(Records supplied)
PR #371, opened 2025-02-23
cast: add unrest from Armageddon and Great Wasting

msom:
Armageddon and Great Wasting also adds unrest. I went with the [Code from 1.31](https://github.com/jbalcomb/ReMoM/blob/main/src/CITYCALC.C#L3282) + the indicated fixes:
- Armageddon adds +2 unrest per enemy enchantment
(End Records supplied)
Provide a verbatim copy of all the entries.

PR #371, opened 2025-02-23
cast: add unrest from Armageddon and Great Wasting

msom:
Armageddon and Great Wasting also adds unrest. I went with the [Code from 1.31](https://github.com/jbalcomb/ReMoM/blob/main/src/CITYCALC.C#L3282) + the indicated fixes:
- Armageddon adds +2 unrest per enemy enchantment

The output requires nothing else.